One farmer avoiding militant demonstrations is Bart Dochy in western Belgium. As a Christian Democrat mayor of the agricultural town of Ledegem and a regional parliamentarian in Flanders, he represents the traditional forces of European agricultural communities: Christianity and conservatism. When socialism took over the big cities, the countryside and its farmers remained staunchly Christian Democrats.

That has now changed. Once, billboards with the cry: “Save our farmers!” it would have come from his party; They now carry the logo of the far-right Flemish Interest party, which polls show will become Belgium’s largest party in June.

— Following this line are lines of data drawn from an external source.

PR #2898, opened 2024-12-19
My own reports

GreenAsJade:
Fixes mods and cms not having a way to view the list of reports they have raised

## Proposed Changes

  - Wack the IncidentReportList into a section in the ReportsCenter

This is on top of #2897


anoek:
Thanks!

PR #2901, opened 2024-12-21
PR2845

GreenAsJade:
This is my tweaks to #2854


GreenAsJade:
Obviously, I need to fix these recent conflicts 😭

GreenAsJade:
I think this is good to go - it makes Language Picker Modal and Fork Game modal use the new system, as examples.

I'll probably gulp and look at Challenge Model when I remember what RDH I wanted to put on it :)

anoek:
Awesome, thanks for getting it back to a mergable state. I do think we should probably port over the remaining modals and get rid of the class based system so we're not maintaining two ways of accomplishing the same thing.

GreenAsJade:
Yeah fo sho.   Deep breath needed for that one :)   But at least this isn't going stale now :)

PR #2905, opened 2025-01-01
buxfix: "urgent" game notification handling

benjaminpjones:
`time_to_move` does not exist on the boards in notification manager.  Yay TypeScript :partying_face:

---

In case you don't believe typescript, one can also verify in the console:

```
> Object.values(notification_manager.active_boards)[0].time_per_move
88449
> Object.values(notification_manager.active_boards)[0].time_to_move
undefined 
```

### DIFF
--- a/src/components/Notifications/NotificationManager.tsx
+++ b/src/components/Notifications/NotificationManager.tsx
@@ -191,8 +191,8 @@ export class NotificationManager {
     notifications: { [k: string]: Notification };
     ordered_notifications: Notification[];
     unread_notification_count: number = 0;
-    boards_to_move_on: { [k: string]: any };
-    active_boards: { [k: string]: any };
+    boards_to_move_on: { [k: string]: GameListEntry };
+    active_boards: { [k: string]: GameListEntry };
     advances: number = 0;
     auth: string | undefined;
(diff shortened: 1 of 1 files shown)


benjaminpjones:
Requesting @GreenAsJade review, as I'm not totally clear on how the urgent game logic (#1802) is supposed to work.

GreenAsJade (approved):
Looks like the right fix to me.

Back when this bug was created, we didn't even have ClientToServer types :)

benjaminpjones:
> Back when this bug was created (by me), we didn't even have ClientToServer types :)

I figured! It may not have even been a bug at that point in time 🤷‍♂️

> The effect of fixing it should be that when you play a move in a live game, and you have more than two lives game going and you have auto-advance on, then you should arrive at the most urgent game rather than the next in the sequence from where you were up to circling through them. Subtle :)

Ah, that makes sense! I can see why no one complained about the bug - very few simul players and urgency may not often be an issue. But this seems like the right behavior for the tight cases 👍

GreenAsJade:
I had a little dig in the back end - it looks like it was really a bug.

anoek:
Thanks for the fix!

PR #2923, opened 2025-01-15
fix: replace history to allow back button

### LINKED ISSUE #2922: Report center back button doesn't work for CMs
When I press the back button in my browser in the 'Reports Center' the page flashes and doesn't go back.

**To reproduce**
1. Go to [the OGS Reports Center](https://online-go.com/reports-center)
2. Wait for the redirection to a specific incident
3. Press the back button
4. See the same thing as before

**Expected behavior**
I expect to go back to the page I was on before

**Additional context**
I assume this is due to the redirect from the `/reports-center` to the specific report. This seems to only happen to CMs.

LForchini:
Fixes #2922

## Proposed Changes

  - Allow for use of back button when navigating to reports center


anoek:
Thanks for the fix!

PR #2928, opened 2025-01-20
Re-add variation stone opacity setting

### LINKED ISSUE #2910: Variation stone opacity setting missing
Just noticed I can't find this setting anymore after logging in on a new computer, it seems to have been commented out here as part of revamping the settings page but was never added back: https://github.com/online-go/online-go.com/commit/9f6612036100a803bd3837580fbb79b429420899

JDNdeveloper:
Fixes #2910

Adds the variation stone opacity setting back to the settings page. Incorporated MiniGoban to preview the settings change in keeping with similar settings.

image


anoek:
Thanks! I can't recall why I had disabled that, seems to work just fine though so thanks for getting that back in working order and adding the preview :)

“In a certain sense, it is logical that extreme parties have specialized in capturing this discontent. They call things by their name. And that is good,” he stated. But farming is complicated, he warned: nature, trade, budgets, commodity prices and geopolitics are all involved. The solutions will have to come from common sense, “not from extremes.”

Dochy’s Christian Democrats are part of the largest group in the EU parliament, the European People’s Party, which was once a strong supporter of the EU Green Deal. After all, farmers are among the biggest losers from climate change, affected at different times by floods, wildfires, droughts and extreme temperatures.

But since the protests began, EU policy on agriculture and climate has shifted to the right, angering many of the former centre-right allies with whom it established the Green Deal. Measures to reduce pesticide use and protect biodiversity have been weakened, while protesters’ demands to reduce regulation have been heard.

But as the rhetoric heats up, so does the climate. Data from early 2024 shows record temperatures in Europe. In Greece, where an estimated 1,750 square kilometers (675 square miles) will burn in 2023, the worst fire on record in the EU, wildfires are already breaking out, weeks earlier than expected.

The far right does not offer detailed solutions to the climate crisis, but it has proven adept at exploiting farmers’ frustrations. In its program for the June elections, the Dutch far-right party, the PVV, is short on details but has plenty of slogans about “climate hysteria” and its “tsunami of rules.” Nature and climate laws, he said, “should not lead entire sectors to be forced into bankruptcy.”

Ubels defended the realpolitik of farmers.

“The government doesn’t listen to us, but the opposition does,” he said.